- Opening Delimiter -
PR #4642, opened 2026-06-04
Unify order confirmation and payment return flow

grossmannmartin:

This PR unifies the customer experience after order creation and payment attempts under the order confirmation page. Customers now return from GoPay through a short-lived payment return hash instead of exposing order-identifying data in the payment gateway return URL, and the confirmation page can show the correct order sent, payment success, in-process, or failed state from the current order data.

The change also makes repeated payment attempts behave more consistently. The storefront can update the payment status directly on the confirmation page, preserve the order context during the flow, and report GTM payment events with retry counts derived from persisted payment transactions instead of temporary local storage. Obsolete payment-fail GTM events are removed, so analytics now uses the unified payment event for successful, in-process, and failed payment states.

For API consumers, the order now includes confirmation page content and payment transaction count directly, so clients can render the complete post-order state without relying on separate legacy order sent/payment content queries.

#### Fixes issues

closes #4420 

----
  - https://mg-order-confirmation-page.odin.shopsys.cloud
  - https://cz.mg-order-confirmation-page.odin.shopsys.cloud
  - https://mg-order-confirmation-page.odin.shopsys.cloud/sk


grossmannmartin:
@coderabbitai review

TomasLudvik (approved):

project-base/storefront/public/locales/en/common.json
```diff
@@ -662,6 +663,7 @@
     "Write what you are looking for...": "Write what you are looking for...",
     "Yes": "Yes",
     "You": "You",
+    "You are being redirected to the payment gateway.": "",
```
JanMolcik: This new translation key is currently mapped to an empty string. Please fill the value so the payment-gateway redirect state has visible localized copy instead of relying on fallback behavior.

project-base/storefront/public/locales/cs/common.json
```diff
@@ -698,6 +699,7 @@
     "Write what you are looking for...": "Napište, co hledáte...",
     "Yes": "Ano",
     "You": "Vy",
+    "You are being redirected to the payment gateway.": "",
```
JanMolcik: This new translation key is currently mapped to an empty string. Please provide the Czech copy for the payment-gateway redirect state.

project-base/storefront/public/locales/sk/common.json
```diff
@@ -698,6 +699,7 @@
     "Write what you are looking for...": "Napíšte, čo hľadáte...",
     "Yes": "Áno",
     "You": "Vy",
+    "You are being redirected to the payment gateway.": "",
```
JanMolcik: This new translation key is currently mapped to an empty string. Please provide the Slovak copy for the payment-gateway redirect state.

JanMolcik (approved):
Approved. I only left inline comments for the missing storefront translations.

packages/frontend-api/src/Resources/config/graphql-types/ModelType/Order/OrderDecorator.types.yaml
```diff
@@ -106,6 +106,10 @@ OrderDecorator:
             lastExternalPaymentUrl:
                 type: "String"
                 description: "URL for accessing the last payment transaction on a gateway without invoking the new payment transaction. Depending on the payment status, user might see the payment details or even retry the transaction if possible."
+            paymentStatus:
```
grossmannmartin, line 109: I would name it `lastExternalPaymentStatus` so it's unified with the field above

PR #4643, opened 2026-06-05
github actions: use `xargs -r` to safely handle empty input in workflows

vitek-rostislav:

The "Clean up after branch merge" workflow started failing with exit code 123 after the recent `actions/checkout` upgrade to v6 (https://github.com/shopsys/shopsys/pull/4535). The cleanup step strips the checkout's auth header before pushing branch deletions to the split package repositories, using `git config | grep | xargs git config --unset-all`. Under v6 the checkout no longer leaves a matching `extraheader` config entry, so `grep` produced no output — and because `xargs` was running without `--no-run-if-empty`, it still invoked `git config --unset-all` once with no argument, which fails and aborts the whole step before the branch removal could run.

Adding `-r` (`--no-run-if-empty`) makes `xargs` a no-op when there is nothing to unset, so the workflow proceeds correctly. The same robustness fix is applied to the two monorepo split workflows that share the pattern; they were already guarded with `|| true`, but the flag avoids needlessly spawning a failing command.

#### Fixes issues

N/A

----
  - https://rv-fix-gh-actions.odin.shopsys.cloud
  - https://cz.rv-fix-gh-actions.odin.shopsys.cloud
  - https://rv-fix-gh-actions.odin.shopsys.cloud/sk

----
  - https://rv-fix-gh-actions.odin.shopsys.cloud
  - https://cz.rv-fix-gh-actions.odin.shopsys.cloud
  - https://rv-fix-gh-actions.odin.shopsys.cloud/sk

### DIFF
--- a/.github/workflows/monorepo-force-split-branch.yaml
+++ b/.github/workflows/monorepo-force-split-branch.yaml
@@ -28,5 +28,5 @@ jobs:
                     sudo apt-get install -y git-filter-repo
             -   name: Split repositories
                 run: |
-                    git config -l | grep 'http\..*\.extraheader' | cut -d= -f1 | xargs -L1 git config --unset-all || true
+                    git config -l | grep 'http\..*\.extraheader' | cut -d= -f1 | xargs -r -L1 git config --unset-all
                     bash ./.github/monorepo/split-repositories.sh "${{ inputs.branch_name }}" "${REMOTE_TEMPLATE}" true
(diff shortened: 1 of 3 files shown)


.github/workflows/monorepo-force-split-branch.yaml
```diff
@@ -28,5 +28,5 @@ jobs:
                     sudo apt-get install -y git-filter-repo
             -   name: Split repositories
                 run: |
-                    git config -l | grep 'http\..*\.extraheader' | cut -d= -f1 | xargs -L1 git config --unset-all || true
+                    git config -l | grep 'http\..*\.extraheader' | cut -d= -f1 | xargs -r -L1 git config --unset-all || true
```
grossmannmartin: || true is not necessary now, right? (even in the second split)

grossmannmartin (approved):

.github/workflows/monorepo-force-split-branch.yaml
vitek-rostislav: true indeed, removed so it is unified :slightly_smiling_face: :+1:

PR #4645, opened 2026-06-08
github actions: set `persist-credentials` to false and remove redundant git config unsetting steps

vitek-rostislav:

The monorepo-split workflows push the split package repositories using a dedicated push token (`ACTIONS_GIT_PUSH_TOKEN`). By default, `actions/checkout` persists the workflow `GITHUB_TOKEN` into the local git config as an auth header, which collides with that push token. Until now the workflows worked around this by scrubbing the persisted credentials from the git config at runtime before every push.

A previous attempt (#4643) hardened that workaround by adding `xargs -r` so the scrubbing step would not fail on empty input — but that was the wrong direction, fixing a symptom of the workaround instead of its cause.

This sets `persist-credentials: false` on the checkout step instead, so the conflicting credentials are never written in the first place. The runtime config-unsetting steps then become redundant and are removed, leaving the split and branch-cleanup workflows simpler and less fragile.

#### Fixes issues

N/A

----
  - https://rv-fix-monorepo-split-credentials.odin.shopsys.cloud
  - https://cz.rv-fix-monorepo-split-credentials.odin.shopsys.cloud
  - https://rv-fix-monorepo-split-credentials.odin.shopsys.cloud/sk

----
  - https://rv-fix-monorepo-split-credentials.odin.shopsys.cloud
  - https://cz.rv-fix-monorepo-split-credentials.odin.shopsys.cloud
  - https://rv-fix-monorepo-split-credentials.odin.shopsys.cloud/sk

### DIFF
--- a/.github/workflows/clean-up-after-branch-merge.yaml
+++ b/.github/workflows/clean-up-after-branch-merge.yaml
@@ -24,6 +24,7 @@ jobs:
                 with:
                     ref: 'refs/heads/${{ github.event.repository.default_branch }}'
                     path: cancel-review-after-branch-merge
+                    persist-credentials: false
             -   name: Cancel review
                 working-directory: cancel-review-after-branch-merge
                 run: |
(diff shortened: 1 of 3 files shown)


vitek-rostislav:
- Failing force split branch job on `20.0`: https://github.com/shopsys/shopsys/actions/runs/27131700633/job/80073989219
- Successful split with the fix applied: https://github.com/shopsys/shopsys/actions/runs/27131801024/job/80074322973

vitek-rostislav:
@coderabbitai review

TomasLudvik (approved):

pk16011990 (approved):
- Closing Delimiter -
- **Action item**:
Write only the number of lines in the entries where the string "gateway" occurs.

- **Result for this task**:
8